PR #1314, opened 2026-04-21
Adds `AdminSCIMGroups` to Fetch List of SCIM Groups

skj-skj:
## Description

This PR adds support for fetching SCIM groups provisioned in Terraform Enterprise via an IdP, implemented in `admin_setting_scim_groups.go`. It also includes integration tests, mocks, and a small helper function.

## Testing plan

Adds integration test for `List` for Admin SCIM Groups

## External links
[JIRA](https://hashicorp.atlassian.net/browse/TF-35673)
[RFC](https://hermes-sharepoint.hashicorp.services/document/01XOO7K4IWFH44KZAPDJC3QXNKIRWEZMBA)

## Output from tests
`ENABLE_TFE=1 envchain scim gotest -v -run "TestAdminSCIMGroups_List"`
image

## Rollback Plan
we can revert this pr

NA


helper_test.go
```diff
@@ -3529,6 +3529,26 @@ func createSCIMGroup(ctx context.Context, t *testing.T, client *Client, groupNam
...
+func deleteSCIMGroup(ctx context.Context, t *testing.T, client *Client, groupID, scimToken string) {
+	t.Helper()
+
+	u := client.BaseURL()
+	u.Path = "/scim/v2/Groups/" + groupID
+
+	req, err := retryablehttp.NewRequest("DELETE", u.String(), nil)
+	require.NoError(t, err)
+	req.Header = client.headers.Clone()
+	req.Header.Set("Authorization", "Bearer "+scimToken)
```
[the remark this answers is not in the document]
skj-skj: `DELETE /scim/v2/Groups/:id` api endpoint in TFE returns 204 `No Content` so this is not required.

admin_setting_scim_groups_integration_test.go
```diff
@@ -0,0 +1,332 @@
...
+	client := testClient(t)
+	ctx := context.Background()
+
+	scimClient := client.Admin.Settings.SCIM
+
+	enableSCIM(ctx, t, client, true)
+	defer enableSCIM(ctx, t, client, false)
+
+	scimToken, err := scimClient.Tokens.Create(ctx, "integration-test-token")
+	require.NoError(t, err)
```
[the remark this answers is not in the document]
skj-skj: not needed, as scim token gets cleanuped up when scim gets disabled via `defer enableSCIM(ctx, t, client, false)`

CHANGELOG.md
```diff
@@ -5,10 +5,11 @@
 
 ## Enhancements
 * Adds the `ProviderType` field to `AdminSAMLSetting` and `AdminSAMLSettingsUpdateOptions` to support the `provider-type` SAML setting.
-* Adds `AdminSCIMSetting` to support managing site-level SCIM settings by @skj-skj [#1307](https://github.com/hashicorp/go-tfe/pull/1307)
+* Adds `AdminSCIMSettings` to support managing site-level SCIM settings by @skj-skj [#1307](https://github.com/hashicorp/go-tfe/pull/1307)
```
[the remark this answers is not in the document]
skj-skj: fixed

admin_setting.go
```diff
@@ -7,6 +7,7 @@ package tfe
 type SCIMResource struct {
 	SCIMSettings
 	Tokens AdminSCIMTokens
+	Groups AdminSCIMGroups
 }
```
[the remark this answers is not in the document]
skj-skj: i have added a note to the `SCIMResource` documentation advising that the struct should only be constructed with keyed fields or obtained via the client to avoid this breakage.

helper_test.go
```diff
@@ -3529,6 +3529,26 @@ func createSCIMGroup(ctx context.Context, t *testing.T, client *Client, groupNam
 	return res.ID
 }
 
+func deleteSCIMGroup(ctx context.Context, t *testing.T, client *Client, groupID, scimToken string) {
+	t.Helper()
+
+	u := client.BaseURL()
+	u.Path = "/scim/v2/Groups/" + groupID
+
+	req, err := retryablehttp.NewRequest("DELETE", u.String(), nil)
```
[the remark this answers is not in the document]
skj-skj: I have updated `deleteSCIMGroup` to use `url.PathEscape(groupID)` to ensure the path is always built safely.

admin_setting_scim_groups_integration_test.go
```diff
@@ -0,0 +1,332 @@
...
+
+	t.Run("simple", func(t *testing.T) {
+		t.Run("no groups", func(t *testing.T) {
+			scimGroups, err := scimClient.Groups.List(ctx, nil)
+			require.NoError(t, err)
+			assert.Len(t, scimGroups.Items, 0)
+			assert.Equal(t, 0, scimGroups.TotalCount)
+		})
```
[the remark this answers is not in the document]
skj-skj: Not required, the specific intention of this subtest is to verify that immediately after SCIM is enabled, the true global list of SCIM groups is returned completely empty (0 items). If we filter by a random query prefix, it defeats the purpose of asserting the blank slate state of the endpoint upon first initialization.

admin_setting_scim_groups_integration_test.go
```diff
@@ -0,0 +1,332 @@
...
+				id := createSCIMGroup(ctx, t, client, groupName, scimToken.Token)
+				groupIDs = append(groupIDs, id)
+				expectedGroups = append(expectedGroups, AdminSCIMGroup{ID: id, Name: groupName})
+			}
+
+			scimGroups, err := scimClient.Groups.List(ctx, nil)
+			require.NoError(t, err)
+			assert.Len(t, scimGroups.Items, 2)
+			assert.Equal(t, 2, scimGroups.TotalCount)
+
```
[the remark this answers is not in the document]
skj-skj: in our case, it shouldn't be an issue. The TFE test cases run once every day on a nightly instance, meaning no two CI runs will be executing at the exact same time.

admin_setting_scim_groups_integration_test.go
```diff
@@ -0,0 +1,332 @@
...
+			groupName := prefix + randomStringWithoutSpecialChar(t)
+			id := createSCIMGroup(ctx, t, client, groupName, scimToken.Token)
+			groupIDs = append(groupIDs, id)
+		}
+
+		// Create 6 matching groups with same suffix "-idp-group"
+		for range 6 {
+			groupName := fmt.Sprintf("%s-idp-group-%s", prefix, randomStringWithoutSpecialChar(t))
+			id := createSCIMGroup(ctx, t, client, groupName, scimToken.Token)
+			groupIDs = append(groupIDs, id)
```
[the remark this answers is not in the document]
skj-skj: I have simplified it by simply removing the trailing `-` from the `prefix` variable definition entirely, which gets rid of the double hyphen formatting down below

admin_setting_scim_groups_integration_test.go
```diff
@@ -0,0 +1,332 @@
...
+						for _, exGroup := range excludedGroups.Items {
+							assert.NotEqual(t, g.ID, exGroup.ID)
+						}
+					}
+				}
+			})
+		}
+	})
+
+	t.Run("combine query filtering and pagination", func(t *testing.T) {
```
kkavish, line 215: Is this really required? I am wondering why will pagination fail in query since the URL remains the same only with a filter added.

admin_setting_scim_groups.go
```diff
@@ -0,0 +1,65 @@
...
+	// List all SCIM groups.
+	List(ctx context.Context, options *AdminSCIMGroupListOptions) (*AdminSCIMGroupList, error)
+}
+
+// adminSCIMGroups implements AdminSCIMGroups
+type adminSCIMGroups struct {
+	client *Client
+}
+
+// AdminSCIMGroupList represents a list of SCIM groups
```
kkavish, line 26: Redundant comment, let's remove explanations like these. Does linter require comments for exported data types? If not, we can remove such comments without losing clarity.

kkavish (commented):
@skj-skj A very nicely drafted PR. Thanks! I have a left a couple of comments after which this should be good to go.

admin_setting_scim_groups.go
```diff
@@ -0,0 +1,65 @@
...
+type AdminSCIMGroupListOptions struct {
+	ListOptions
+	Query string `url:"q,omitempty"`
+}
+
+func (o *AdminSCIMGroupListOptions) valid() error {
+	return nil
+}
+
+// List all SCIM groups.
```
nikolasrieble, line 55: **Small bug worth fixing:** `valid()` is a method on `*AdminSCIMGroupListOptions`, and your integration tests call `List(ctx, nil)`. That works *today* because the `valid()` body doesn't touch the receiver — but the moment someone adds a real check like `if o.PageSize < 0 { ... }`, `List(ctx, nil)` will panic with a nil pointer dereference.

Two common ways to fix:

```go
// Option A: nil-safe valid()
func (o *AdminSCIMGroupListOptions) valid() error {
    if o == nil {
        return nil
    }
    return nil
}
```

```go
// Option B: guard at the call site
if options != nil {
        return nil, err
    }
}
```

I'd lean toward **Option A** — it keeps the contract ("this options struct knows how to validate itself, including the nil case") in one place, so future callers don't have to remember the guard.

💡 **Why this matters generally:** in Go, calling a method on a nil pointer is legal as long as the method body doesn't dereference the receiver. That's a sharp edge — code that "works" can silently break when the method body changes. Whenever you add a `valid()`-style helper that accepts an optional pointer, it's worth deciding up-front whether nil is a valid input and encoding that in the method itself.

nikolasrieble (changes requested):
One latent bug worth fixing before merge — details inline. Otherwise nice work on this PR.

admin_setting_scim_groups.go
skj-skj: it got auto generated, when I had ran `RESOURCE=admin_setting_scim_groups make generate`

admin_setting_scim_groups_integration_test.go
skj-skj: yeah its highly unlikely for pagination to fail in query, I have added this to cover all scenarios and ways the api will be used. just a sanity check.

admin_setting_scim_groups.go
skj-skj: locally `make lint` passed but got `exported type AdminSCIMGroupList should have comment or be unexported go-revive` warning in the VScode

admin_setting_scim_groups.go
skj-skj: I have updated `valid()` to be nil-safe so `List(ctx, nil)` remains safe even if we add receiver-based checks later. I have chose the option A to keep nil handling centralized.

admin_setting_scim_groups_integration_test.go
kkavish: Will one of them give us 100% coverage? Like just having the filter and pagination?

admin_setting_scim_groups.go
kkavish: Makes sense, I suspected this to be an exported data type issue. Thanks

admin_setting_scim_groups.go
skj-skj: lint got failed with error `(error) is always nil (unparam)`, so I have added a simple page validation to get it passed.

admin_setting_scim_groups_integration_test.go
skj-skj: I have [removed](https://github.com/hashicorp/go-tfe/pull/1314/changes/3caf57cdcd76d4886484dbb6dbcee5a3bde53ca5) the custom size and out of bound test cases which are been redundant

kkavish (dismissed):

admin_setting.go
```diff
@@ -1,12 +1,15 @@
-// Copyright IBM Corp. 2018, 2025
```
shwetamurali, line 1: nit: not sure why this was changed in a few files but it is not needed/consistent with the repo

CHANGELOG.md
```diff
@@ -5,11 +5,12 @@
 
 ## Enhancements
 * Adds the `ProviderType` field to `AdminSAMLSetting` and `AdminSAMLSettingsUpdateOptions` to support the `provider-type` SAML setting.
-* Adds `AdminSCIMSetting` to support managing site-level SCIM settings by @skj-skj [#1307](https://github.com/hashicorp/go-tfe/pull/1307)
+* Adds `SCIMSettings` / `AdminSCIMSetting` to support managing site-level SCIM settings by @skj-skj [#1307](https://github.com/hashicorp/go-tfe/pull/1307)
```
shwetamurali, line 8: it's typically not best to rewrite old entries, it would be better to address the renaming in the new entry. but since this is unreleased it is not blocking

admin_setting_scim_groups_integration_test.go
```diff
@@ -0,0 +1,301 @@
...
+	t.Run("paginate through groups", func(t *testing.T) {
+		var groupIDs []string
+		t.Cleanup(func() {
+			for _, id := range groupIDs {
+				deleteSCIMGroup(ctx, t, client, id, scimToken.Token)
+			}
+		})
+
+		prefix := randomStringWithoutSpecialChar(t) + "-"
+		// Create 30 groups to test default page size of 20
```
shwetamurali: If the default page size is ever changed, this breaks. I recommend explicitly setting `PageSize` to 20 in the options to make this test self contained

shwetamurali (dismissed):

admin_setting.go
skj-skj: since the file was being touched in 2026, I figured it made sense to bump the copyright end year to match. happy to revert across the affected files if the repo convention is to leave the header alone.

CHANGELOG.md
skj-skj: fair point on not rewriting old entries in general. since these are unreleased though I wanted to keep the changelog accurate, the original entries only mentioned the struct names (`AdminSCIMSetting`, `AdminSCIMToken`) and missed the interfaces (`SCIMSettings`, `AdminSCIMTokens`). since consumers would interact with the interfaces, I felt it was worth correcting in-place.

admin_setting_scim_groups_integration_test.go
skj-skj: Good point, but I explicitly want to test the API default pagination behaviour here, hardcoding `PageSize` in the options would defeat that purpose.

to make it less brittle I pulled the expected size into a `defaultPageSize` constant and added a clear error message. This way, if the API default ever changes, the test will fail cleanly and only require a one-line update.

shwetamurali (approved):

nikolasrieble (approved):
🎉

• Task to carry out
"sense" is the string to look for; please copy every line of the records above where it appears.

• Your response
kkavish: Makes sense, I suspected this to be an exported data type issue. Thanks
skj-skj: since the file was being touched in 2026, I figured it made sense to bump the copyright end year to match. happy to revert across the affected files if the repo convention is to leave the header alone.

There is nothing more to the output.